▶ **WHAT THE TASK ASKS**
Report all lines of the records that contain "localhost".

▶ **Collected data**
Issue #507, opened 2025-06-16
[Bug]:  Streamable-HTTP Transport ISSUE


WZHBEDZ:
### Prerequisites

- [x] I have searched the [existing issues](https://github.com/sooperset/mcp-atlassian/issues) to make sure this bug has not already been reported.
- [x] I have checked the [README](https://github.com/sooperset/mcp-atlassian/blob/main/README.md) for relevant information.

### Bug Description

I setuped Streamable-HTTP Transport Example but it is not worjing well as SSE endpoint configuration

### Steps to Reproduce

# OR for streamable-http transport
docker run --rm -p 9000:9000 \
  --env-file /path/to/your/.env \
  ghcr.io/sooperset/mcp-atlassian:latest \
  --transport streamable-http --port 9000 -vv

{
  "mcpServers": {
    "mcp-atlassian-service": {
      "url": "http://localhost:9000/mcp"
    }
  }
}

### Expected Behavior

To work like SSE setup

### Actual Behavior

```shell
IT is asking for authentication headher giving 307 status code
```

### mcp-atlassian Version

latest

### Installation Method

Docker

### Operating System

macOS

### Python Version

it is docker setup

### Atlassian Instance Type

Jira Server / Data Center

### Client Application

github copilot

sooperset:
Hi @WZHBEDZ,

Thanks for reporting this! I've investigated this issue and found that the 307 redirect is not coming from mcp-atlassian itself, but likely from the underlying FastMCP framework or Docker networking layer.

Would you try adding authentication headers to your config and share the result?
   ```json
   {
     "mcpServers": {
       "mcp-atlassian-service": {
         "url": "http://localhost:9000/mcp",
         "headers": {
           "Authorization": "Token YOUR_PAT_TOKEN"
         }
       }
     }
   }
   ```

   ```bash
   curl -v -X POST \
     -H "Content-Type: application/json" \
     -d '{"jsonrpc":"2.0","method":"tools/list","params":{},"id":1}' \
     http://localhost:9000/mcp
   ```

WZHBEDZ:
Not working still 307, not sure this is docker issue...

<img width="984" alt="Image" src="https://github.com/user-attachments/assets/68f7dae4-ee7e-4970-b59b-0f30a98d3f2d" />

rupinder2:
[...]

PR #933, opened 2026-02-18
fix(server): fix streamable-HTTP transport configuration (#507)

sooperset:
## Summary
- Fixes the streamable-HTTP `/mcp` 307 redirect issue by normalizing the effective MCP path (trailing slash removed) before FastMCP route registration.
- Updates `UserTokenMiddleware` to check auth-processing eligibility against the active runtime streamable-HTTP path instead of deprecated static settings, which keeps path checks correct in Docker/custom-path HTTP mode.
- Adds regression tests for path normalization and runtime-path auth matching so streamable-HTTP works while SSE behavior remains unchanged.

## Root Cause
The streamable-HTTP route path could be registered with a trailing slash in some HTTP/Docker setups, causing Starlette to issue `307 Temporary Redirect` from `/mcp` to `/mcp/`. Some MCP clients do not handle this redirect reliably for transport negotiation. In parallel, middleware path checks used static settings instead of the active runtime path.

## Validation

▶ **EXPECTED ANSWER**
      "url": "http://localhost:9000/mcp"
         "url": "http://localhost:9000/mcp",
     http://localhost:9000/mcp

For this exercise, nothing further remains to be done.